No le di tiempo a mi madre para que pasara por última vez el peine por mi cabeza recién lavada y escapé hacia el mágico encuentro.

¡No corrás, te podés caer! -Escuché en la voz de ella. Pero la advertencia no pudo alejar la sensación, el sabor, el olor del banquete que se preparaba en la confitería de los hermanos Pablos en las tardes veraniegas de Quitilipi.   

Salí bañado y con ropa limpia a enfrentar el atardecer sabatino donde las chicharras pasaban la gorra tras sus conciertos y los cascarudos querían jugar a la pinza con las luces de las calles que se encendían de a poco.

Parecía que volaba. Esquivé vecinos, reposeras, triciclos y bicicletas exhibidas en la bicicletería La Veloz; y apenas pasé los pianos callados del Conservatorio Fracassi de la señorita Lola Pons, salté arrebatado por las circunstancias, y unas baldosas flojas me recibieron con barro arisco. Volé como quien quiere llegar rápido, a destiempo, al edén, y aterricé con la habilidad de un plato volador.

Me levanté como un resorte para eludir miradas y testigos. Con la cara colorada de vergüenza hice un somero inventario de cómo había quedado: unos golpes en la rodilla y tierra pegada en la ropa que aún olía a jabón blanco.  Simulé con una sonrisa el ardor de las lastimaduras y llegué a los brazos de mi padre que lucía un chopp santafesino helado.

-¿Te caíste?

– Sí, en la esquina de Tono, pero no me hice nada.

Mi padre lo miró a Calú Pablos que observaba la escena desde la puerta, y con gesto cómplice el dueño del bar lanzó un refrán pueblerino: “La felicidad tiene sus golpes y los manjares sus esperas.”

- Ya sale lo pedido, anunció Calú.

Beber un sorbo de esa cerveza helada del vaso de mi padre no tenía golpes ni rezongos que se comparara. Era uno de los mejores momentos de mi ansiada celebración.

La espuma de la cerveza besando mis labios y los platitos de salchicha ahumada, de papas fritas, de mostaza, de salamín, de queso y de pan cortado, de aceitunas, de pororó, de mayonesa y de maní salado distribuidos en la mesa era una maravilla.

Me sentía un Dios en su fiesta.

Aún hoy recuerdo esas celebraciones y la frase que repetía el mozo cuando atendía a los niños que pedían algo.

-Aquí, en la tierra, no hay fiestas divinas. -Lo escuché por primera vez cuando le pedí otro chopp y él llevaba la bandeja repleta.

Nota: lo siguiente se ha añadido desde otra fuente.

PR #241, opened 2017-05-31
Fix occasional failure of corrections tests

gonzaponte:
Sometimes test_corrections_1d or test_corrections_2d failed due to
a bad fit. It has been solved by using non-static fixtures and
modifying the default flaky parameters.


jjgomezcadenas (approved):
This was much needed, the failing test was a pain.

PR #243, opened 2017-06-01
Command line interface to cities

jacg:
+ The command line interface for city use has been changed from 

    `python invisible_cities/cities/whatever_city.py -c <config file> <options>`

   to

    `city whatever_city -c <config file> <options>`

  As a side-effect, problems with relative imports on the command line, are fixed.

+ Genuine command tests have been added.

  The tests which claimed to be command line tests, didn't really exercise the command line at all. (That is why we didn't notice when relative imports broke the command line interface.

  The pretense and complication of using the command lines in the latter, has been removed. Consequently ...

  + Many obsolete test fixtures have been removed.

  + The config file structure and default value specifications have been removed from the base cities.

+ The config files in `invisible_cities/config/` have been cleaned up. The new command line tests use them (and uncovered a few bugs in the config files). They should now serve as more useful documentation for the user.


jmbenlloch (approved):
This PR fixes an important problem, cities were not working when executed from command line. Also it updates tests and remove old code making everything clearer.

PR #245, opened 2017-06-07
Refactor diomira

jacg:
Follow-up to the Cities refactor: the Diomira run method has been broken down into the structure established there:

+  `run()`
+ `_file_loop()` (previously known as `_main_loop()`
+ `_event_loop()`


jjgomezcadenas (approved):
This refactoring follows up the work started with Irene, Isidora, Dorothea and Zaira. It has been developed with Peras, and passes all tests. Experimental production will be required.

PR #246, opened 2017-06-07
Add minmax type and use it in S12 and Pmap Params

jacg:
The type `minmax` (a named tuple with attributes `min` and `max`) is
used to store pairs of values which together place limits on some
quantity.


jjgomezcadenas (approved):
useful named tuple to name variables which have a minimum and a maximum (defining typically a cut)

PR #305, opened 2017-08-25
Add option to return std deviation instead of mean error

gonzaponte:


jjgomezcadenas:
Is it worth to make the functions more complex? Why not take always std??

gonzaponte:
Sometimes you need std, sometimes you need the mean error. The former one can be used to select data within some number of rms from the mean. The latter is the one we need for passing errors to fits.

If we hace to stick to one I would go for the mean error, because fits are far more common than rms-based selections, but I don’t think this is a huge complication to the functions.

jjgomezcadenas (approved):
OK, the code is clear enough and there is a test with std=True. Next time you could give a few more explanations in the PR text.

gonzaponte:
Sorry for that. I am very lazy!

PR #306, opened 2017-08-27
Mctracks

jjgomezcadenas:
A new module *mchits_io* containing functions
to read the MCTraks pytable and return high level event dictionaries is added.

Two high level classes are added to the event_model module. 

MCParticle defines a MC particle

MCHit defines a MC hit. 

functions in mchits_io module:

oad_mcparticles(file_name) --> returns event_dicts for particles : {event_no:MCParticle}
load_mchits(file_name) --> returns event_dicts for hits: {event_no:MCHit}

Two tests have been added. The test check that the
first particle and all its hits in disk is correctly loaded into the
high level class (for for MCParticle and for MCHit)

The  tests, while simple, check that the data format is
correct and the high level classes are correctly instantiated.


abotas (approved):
These are necessary additions to the repo that allow icusers to easily handle MC tracks and compare MC with data. 
The new high level classes MCParticle and MCHit are clear and concise. The classes inherit from their logical base classes. The load and read functions follow the format established in other IC load and read functions. The tests cover all of the functions added to repo. 
The PR is approved!

PR #312, opened 2017-08-30
Fix numpy warnings

### LINKED ISSUE #310: Many warnings while running tests
Starting at version 3.1 pytest displays warnings that were raised during the tests' excution.

Our test suite produces a few screenfuls of warnings. These need to be analyzed and

1. if the warning points at an error in our code, the code needs fixing

2. if the warning is a false positive, the code needs to be rewritten in a way that silences the warning.

gonzaponte:
This PR fixes a number of warnings issued when running tests. There were 3 types:

1. Operations on empty arrays. This has been fixed by introducing new functions to handle that particular case.
2. Overflow. Hypothesis floats were running up to 10**20, which caused overflow when calling np.std (which at some point squared the number).
3. Division by 0. This has been avoided by either removing those elements from the operation or treating the case separately.

Closes #310.


gonzaponte:
This PR comes from issue #310.

jacg:
Very nice PR.

Stylistically I'm very happy with it.

+ What is the reasoning behind the disappearance of the `-1` on line 108 of `fit_functions.py`?

+ Our word-of-mouth style guide prefers parenthesized expressions over `\` for line-breaks.

+ I don't really follow the changes in d89fdc33.

+ It might be a good idea to check quickly that there is no obvious performance degradation, as some extra copying of numpy arrays is introduced.

gonzaponte:
> Stylistically I'm very happy with it.

Wow!

> What is the reasoning behind the disappearance of the -1 on line 108 of fit_functions.py?

This was a reminder for me that I didn't notice before committing. It is something that should also be fixed but that is not in the line of this PR. I will remove it.

>Our word-of-mouth style guide prefers parenthesized expressions over \ for line-breaks.

Ok. I thought it was the other way around.

>I don't really follow the changes in d89fdc3.

1. `f_ref = self._fs[index] if self._fs[index] else 1` This ensures we don't have a 0 as reference value. Now I realize that this shouldn't pass silently, so I will add an assertion.
2. `valid = (self._fs > 0) & (self._us > 0)` This ensures the operations can be done safely. I will perform them when `valid=True` and use the default values provided when `valid=False`.
3. The copies `valid_fs = self._fs[valid].copy()` and  `valid_us = self._us[valid].copy()` are there for readability rather than because they are needed. These are the arrays I can do safe computations with.
4. The `self._us` calculations have been split into two lines for readability.

Let me know if there is something else unclear.

> It might be a good idea to check quickly that there is no obvious performance degradation, as some extra copying of numpy arrays is introduced.

Ok, but this is not a very demanded class and its method is called only once.

jacg:
> > Stylistically I'm very happy with it.

> Wow!

It's generally very satisfying to see how many of you have really got into the groove and are producing decent code with tests spontaneously appearing, and so on.

Anyway

1. Remove the orthogonal `-1` removal.
1. Add the missing assertion.

And I'll be happy to accept it.

Good stuff.

If you know that it's not in the critical path, then don't bother checking the performance.

jacg:
I'm getting a couple of test failures now. Travis agrees.

gonzaponte:
The assertion makes the test of zaira fail, probably because we don't have events in the nomalization bin. I have noticed that the test runs over 1 event only, which doesn't make sense...

gonzaponte:
I had to change the input file for the tests in Zaira. The file contained only one event, which is not enough for what Zaira does (a profile of energy in 2 dimensions). I will remove the file dst_3389_test.h5 if nobody objects.

jacg (approved):
Suppresses the pure-noise warnings as required. Tests have been added for the new warning-suppressing functions. Good work.

Issue #263, opened 2017-07-03
Failure in tests


paolafer:
One of tests is failing in my Mac, namely 

invisible_cities/reco/sensor_functions_test.py::test_cwf_blr[electrons_40keV_z250_MCRD.h5]

with the following error:

E           assert 1.7658670951263973 < 1
invisible_cities/reco/sensor_functions_test.py:47: AssertionError

Any idea of what the reason is, @jjgomezcadenas ?

jjgomezcadenas:
The test checks that the result of the convolution + deconvolution is equal (within tolerance) to the original waveform. The problem can be fixed increasing the tolerance, but I don't understand why the test passes everywhere except in your Mac.

Aretno:
I have updated my master to the latest repository and I'm having the same issue Paola has with this same test.

jjgomezcadenas:
Do you still have this problem, @paolafer , @Aretno ?? It is not showing up anywhere else

Aretno:
Yes, I have. I think @jahernando also had this issue. I tipically get "assert" values between 3-5.

jjgomezcadenas:
This is very funny. It never appears in my local or in TRAVIS. Not sure what is best here.

jerenner:
I am also getting a failed test on my Mac with invisible_cities/reco/sensor_functions_test.py:47: AssertionError with: 
E           assert 3.992222624122006 < 1

jjgomezcadenas:
I cannot reproduce this error locally. Are u running the last version of the code?

jerenner:
I got the error this morning when running the code on Alex's branch debug-cities

jmbenlloch:
Maybe is some old binary file (pyc or whatever), you could try running: `bash   manage.sh clean` and then `source manage.sh work_in_python_version 3.6` again.

Aretno:
No improvement on my side with the cleaning.

jerenner:
The cleaning does not seem to help for me either

jacg:
What is the status of this? Are these tests still failing for anyone?

Aretno:
It still does for me. I think @jmbenlloch also saw these tests failing in Canfranc computers.

jacg:
I suggest that you move your conda installation out of the way (`cp $HOME/miniconda $HOME/miniconda.moved-away`) and then do a full `source manage.sh install_and_check 3.6` in a fresh shell)

This should tell us whether its caused by some feature of your machine, or some feature of your existing conda state.

[...]

PR #314, opened 2017-08-31
ipmt pmap readers writers and loaders

abotas:
With these modifications we can write and load the s1 and s2 of individual pmts. The ipmt pmaps can be written and loaded separately or together with the traditional pmaps.

There are a few things we need to be aware of:

1) We've found we must flush the pytables after writing to avoid data losses at least when writing all the ipmt + pmaps simultaneously. However, the `file.flush()` is not included in this PR because it does not belong in the writers. The writers do not know how much they have written or when they are done writing. They are called for each event in the event loop. This is a little annoying since it would be nice to have commands necessary for writing inside the writers and not have to be aware in other places in the code that a `.flush()` is necessary. But also pytables documentation recommends flushing after any write operation so we should probably put flushes in all our run methods or file loops anyway. 

So, the .flush() command will be implemented in a separate PR (imminent) that allows irene or maybe pmap city to write ipmt pmaps.

2) One change implemented in this PR is not backwards compatible. s12pmt.pmtsd has been replaced by s12pmt.ipmtd because this naming is more descriptive, more consistent with the nomenclature necessary to distinguish between different pmap writers/loaders, and because I think no one is using the ipmt pmaps yet so hopefully there won't be many complaints.

3) All the write pmap functions (old and new) now accept `None` as an argument instead of an s1, s2, s2si s1pmt s2pmt or any combination of these. Before if there was an event without an s-whatever the writer had to be given an empty instance of that class, call the store method, and then do nothing. Now they store an si peak when there is an si peak for that event.  I am also eager to (in a separate PR) have the pmap constructors do something intelligent when they are given empty dictionaries in initialization. All of this will hopefully also speed irene up a little bit.


abotas:
I've rebased this over the most recent PR accepted to nextic/master

abotas:
rebased again over most recent PR merged into nextic/master

jjgomezcadenas:
Travelling review later today

jjgomezcadenas:
I am slightly unhappy with flush not being included in this PR. Why not?

jjgomezcadenas:
After we have processed all our data, we should flush the table’s I/O buffer if we want to write all this data to disk. We achieve that by calling the table.flush() method:

>>> table.flush()

Thus the recipe is pretty clear. Agree @abotas?

abotas:
Sure, we can put the flush in this PR. But I would flush the entire file `h5out.flush()` in `base_cities.city.run` just before we close the file.

This suggestion might sound weird but:
A `file.flush()` flushes all the pytables at once. 
And even though pytables in its documentation claims it flushes everything before closing a file, they are somehow failing to do this in our case, which i think is shown in this notebook:

https://github.com/abotas/ICARO/blob/city-monitors/icaro/reco/when-to-flush.ipynb

The notebook also shows:
1) Flushing after every event is 35x slower than never flushing
2) Never flushing when writing more than 4 pytables at once (at least on my laptop) always results in a lost pytable
2) flushing the write file once, just before closing it, is sufficient to make sure we never lose any events and it slows things down a only a couple ms. Since we don't lose anything I think we should always flush --> put the `file.flush` in `city.run()`

Should I add that line to the PR?

abotas:
I added `h5out.flush()` to `city.run()` just in case you like the solution. I can always change it

jacg:
You should avoid flushing frequently, as it defeats the whole point of buffering.

Try to restrict flushing to 

+ Just before you expect a crash
+ After having written everything you have to write. As @abotas says, this *should* happen automatically when using decent high-level tools, but I'm not entirely surprised that you can find cases in which it does not.

abotas:
Ok @jacg I think this implementation follows those guidelines exactly.

Also the PR failed `test_in_range_right_shape` with a `FailedHealthCheck` on Travis. I think this is what was being discussed in [#263](https://github.com/nextic/IC/issues/263). Everything passes on my local machine

abotas:
Also, the automatic travis build on my repo passed...

jacg:
Yes, it's clearly something flaky. It's just weird that, since it was committed in April, this is the first time we notice the problem, and it appears twice on the same day.

I've restarted the nextic job, so you should have Travis' approval in a few minutes.

gonzaponte:
There has been a new release of hypothesis today which, they say, shouldn't be visible. But it is being used by Travis. Any idea how to check this?

jjgomezcadenas (commented):
This is a major step forward, that allow us to write not only the PMAPS of the sum but also the PMAPS of the invididual PMTs. This reviewer has eaten peras with the main author and extensively checked the code and tests. Good work!

jjgomezcadenas (approved):

PR #316, opened 2017-08-31
Rename std to var

### LINKED ISSUE #288: Wrong definition of rms in barycenter
In the `barycenter` function coded in [invisible_cities/reco/xy_algorithms.py](https://github.com/nextic/IC/blob/f5aef7b8b58f3173e52ee17eb979122dd1a6fd07/invisible_cities/reco/xy_algorithms.py) we have:
```
std = np.average((pos - mu) ** 2, weights=qs, axis=0)
```
Which is the variance, not the standard deviation. I think this is not intented, but correct me if I am wrong.

gonzaponte:
There are several places in the code where a variable is named ***std*** (for std deviation) when it actually refers to variance. This PR renames every ***std*** to ***var***. Closes #288.

### DIFF
--- a/invisible_cities/evm/event_model.py
+++ b/invisible_cities/evm/event_model.py
@@ -163,7 +163,7 @@ class Voxel(BHit):
 
 class Cluster(BHit):
     """Represents a reconstructed cluster in the tracking plane"""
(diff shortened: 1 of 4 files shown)


jjgomezcadenas (approved):
This fixes a naming issue (introduced by the reviewer). T

abotas:
Merged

Cuando mi madre llegó al bar vio la camisa sucia y mi rodilla golpeada; pero no vio mi rostro encendido de dicha, ni mi sonrisa agradecida. Se sentó molesta. Compartió un vaso de cerveza y propuso enseguida el regreso a casa con el rezongo responsable y la excusa obligada. La cena se enfría.

Hasta hoy me reprocho aquella caída.